What Are Crypto Savings Accounts, and How Do They Work?
On the surface, crypto savings accounts work like traditional savings accounts — they’re financial accounts that you deposit cryptocurrency into so you can begin earning interest on its value. You deposit whatever amount of cryptocurrency you’d like; whether you choose to deposit some or all of your holdings is up to you. You simply use crypto instead of a fiat currency, like dollars, to fund this type of account.
Functionally speaking, cryptocurrency savings accounts are pretty straightforward. Once you open an account with a provider, you’ll deposit your desired amount of cryptocurrency by sending it to a new crypto wallet that’s associated with your account. Once there, other platforms can borrow those crypto assets. Whenever those digital coins are borrowed, you earn interest.

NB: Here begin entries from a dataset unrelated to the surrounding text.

PR #7528, opened 2026-07-07
perf(weave): batch content object inserts in calls_complete

gtarpenning:
## Summary
- calls_complete stored each embedded content object with its own obj_create (collision query + object_versions insert + aliases insert, 2 serial CH round trips per object); object-heavy batches spent minutes in this loop
- collect content objects during the batch walk and write them with one obj_create_batch per project (one object_versions insert + one aliases insert), deduped by digest
- collision guard runs before the insert (one query per kind, full set, incl. intra-batch conflicts); a colliding content object keeps its original inline value in the payload instead of a dangling ref (OTel path unchanged)
- content-ref cache publishes only after the whole batch commits (objects, files, calls), so a cached ref always resolves; obj_create_batch now validates expected_digest

## Performance
QA A/B, identical driver both builds (one calls_complete batch: 8 calls, 15 distinct ~50-90KB content objects, ~2.2MB body), server-side Datadog spans:

| master 62c7ff3: 9.20s cold, 15+15 object_versions/aliases inserts per request | PR 8c4d091: 2.22s cold, 1+1 inserts per request |
|---|---|
| master | pr |

one create_obj_batch span carried all 15 objects in 0.3s; no new error classes on the PR build. insert reduction scales with object count (prod exemplar with 228 objects: 456 inserts -> 2).

## Testing
functional test: batch with base64 payloads asserts refs resolve, dupes collapse, and exactly one insert per table; collision tolerance now asserts the inline value is restored verbatim and the skipped ref never poisons the cache

### DIFF
--- a/weave/trace_server/clickhouse_trace_server_batched.py
+++ b/weave/trace_server/clickhouse_trace_server_batched.py
@@ -434,6 +434,7 @@ class ClickHouseTraceServer(tsi.FullTraceServerInterface):
             self._call_batch
             or self._calls_complete_batch
             or self._file_batch
+            or self._content_obj_batch
             or self._bucket_uploads
         ):
             try:
@@ -444,6 +445,7 @@ class ClickHouseTraceServer(tsi.FullTraceServerInterface):
                 self._file_batch = []
                 self._call_batch = []
                 self._calls_complete_batch = []
+                self._content_obj_batch = []
                 self._bucket_uploads = BucketUploadBatch()
                 self._flush_immediately = True
 
@@ -503,6 +505,16 @@ class ClickHouseTraceServer(tsi.FullTraceServerInterface):
     @_calls_complete_batch.setter
     def _calls_complete_batch(self, value: list[list[Any]]) -> None:
         self._thread_local.calls_complete_batch = value
+
+    @property
+    def _content_obj_batch(self) -> list[tsi.ObjSchemaForInsert]:
+        if not hasattr(self._thread_local, "content_obj_batch"):
+            self._thread_local.content_obj_batch = []
+        return self._thread_local.content_obj_batch
+
+    @_content_obj_batch.setter
+    def _content_obj_batch(self, value: list[tsi.ObjSchemaForInsert]) -> None:
+        self._thread_local.content_obj_batch = value
 
     @classmethod
     def from_env(cls, use_async_insert: bool = True, **kwargs: Any) -> Self:
@@ -894,6 +906,7 @@ class ClickHouseTraceServer(tsi.FullTraceServerInterface):
             self._file_batch = []
             self._call_batch = []
             self._calls_complete_batch = []
+            self._content_obj_batch = []
             self._bucket_uploads = BucketUploadBatch()
             self._flush_immediately = True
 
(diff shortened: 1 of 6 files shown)


gtarpenning:
## 🔴 Red-team report

> [!NOTE]
> **Verdict: no red test warranted.** 5 attack vectors exercised against real ClickHouse in an isolated worktree (+ independent second pass); all held. `tests/trace_server/test_calls_complete.py` (33) green on branch. Logging for coverage.

### Attack matrix

| # | Attack vector | Hypothesis it would break | Result | Evidence |
|---|---|---|:--:|---|
| 1 | 4-char `object_id` collision | different contents → same `object_id` → wrong content resolves | ✅ holds | refs carry explicit digests → both resolve; `object_versions` keeps both rows; matches master |
| 2 | `restore_map` collapse | data-URI + bare-base64 → same ref → one call's value dropped | ✅ holds | the two forms produce **different** refs → distinct keys (diagram ↓) |
| 3 | collision-check refactor | `_find_obj_name_type_collisions` drifts from master `_reject_` | ✅ holds | identical raise cases (empty / same / single / multi mismatch); only cosmetic reorder of error payload |
| 4 | `expected_digest` mismatch | batch-wide fail on digest recompute in `obj_create_batch` | ✅ holds | both sides compute with `builtin_object_class=None` → can't mismatch |
| 5 | multi-project / auth | cross-project attribution surface | ✅ holds | per-item `ext_to_int_project_id` + per-project grouping, pre-existing |

### Why #2 (the sharp one) is safe

The same bytes embedded two ways carry different metadata (`content_type` / `encoding` / `input_type`), so the object digest — and therefore the ref — diverges. `restore_map` (keyed by ref) never collapses them.

```mermaid
flowchart LR
    P["same PNG bytes"] --> A["data:image/png;base64,…<br>content_type=image/png"]
    P --> B["bare base64<br>content_type=base64"]
    A --> DA["object digest<br>VXbF…"]
    B --> DB["object digest<br>32Cb…"]
    DA --> RA["ref …png:VXbF"]
    DB --> RB["ref …png:32Cb"]
    RA --> M{"restore_map<br>2 distinct keys"}
    RB --> M
    M --> OK["each call keeps<br>its OWN value ✅"]
```

<details>
<summary>Decisive repro — same image, two forms, under a real WB-30574 collision on the shared <code>object_id</code></summary>

```python
# object_id image-37c9.png pre-bound to a different base_object_class,
# then one calls_complete batch embeds the same PNG two ways:
batch = [call_A(inputs={"image": data_uri}),   # data:image/png;base64,iVBORw0KGgo…
         call_B(inputs={"image": bare_b64})]    # iVBORw0KGgo…
trace_server.calls_complete(CallsUpsertCompleteReq(batch=batch))

# observed:
A["image"] == data_uri     # True   ← restored to its OWN form
B["image"] == bare_b64     # True   ← restored to its OWN form
A["image"] == B["image"]   # False  ← no collapse
```

The only path that collapses (two different strings → one ref) needs whitespace-variant base64, which `b64decode(validate=True)` rejects before queuing; identical strings already dedupe at `_visit`. And same ref ⇒ same digest ⇒ same decoded bytes, so a collapse could never yield genuinely-wrong content anyway.
</details>

> [!WARNING]
> **Residual (low severity, no test):** a hard DB error inside `obj_create_batch` fails the whole `calls_complete` batch, whereas master's per-object `try/except` in `_visit` would keep the call and degrade that one object to inline. Only triggerable by an injected insert failure (not a real input) → out of reachability scope. Flagged for awareness, not action.

weave/trace_server/clickhouse_trace_server_batched.py
```diff
@@ -1075,11 +1077,20 @@ def calls_complete(
...
-                    complete_call, self
-                )
+            processed_calls = [
+                process_complete_call_to_content(complete_call, self, pending_objs)
+                for complete_call in req.batch
+            ]
+            # Content objects are written before the calls flush (on with-exit)
+            # so a committed call never references an unwritten object; refs of
+            # collision-skipped objects are swapped back to their raw values.
+            raw_by_ref = self._flush_pending_content_objs(pending_objs)
```
amwarrier: Ordering nit: we write object rows to CH (object_versions + aliases via obj_create_batch inside _flush_pending_content_objs) before files upload to GCS (_flush_file_batches runs on with call_batch() exit). Can we flip? If GCS fails after the object rows commit, the refs point at bytes that never landed — recoverable on retry but a live 404 window until then.

gtarpenning: nice find, yeah we should flip

gtarpenning: fixed in [38f67de](https://github.com/wandb/weave/pull/7528/commits/38f67de3439f9c7fa23519f4254e3b69057c0626)

amwarrier (approved):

The amount of interest you’ll earn is determined before other platforms borrow your crypto, giving you clear insights into the earning potential of your digital currency. However, the interest rates can change over time, meaning they can fluctuate in response to financial market conditions or adjust based on other factors. For example, when demand for cryptocurrency is high, interest rates typically rise. When demand declines, interest rates fall.
While market conditions play a big role in the equation, other elements also come into play. For instance, the provider you select matters, as some offer more competitive interest rates than others. Additionally, like all financial accounts, you could encounter savings platforms that charge fees or have other costs associated with the service, even though not all do.
It’s also important to note that the type of currency you receive as your interest payments may vary. The same goes for interest schedules, with some platforms paying interest out on a daily basis and others making monthly payments. Whether or not the interest is compounding may also change depending on the provider platform.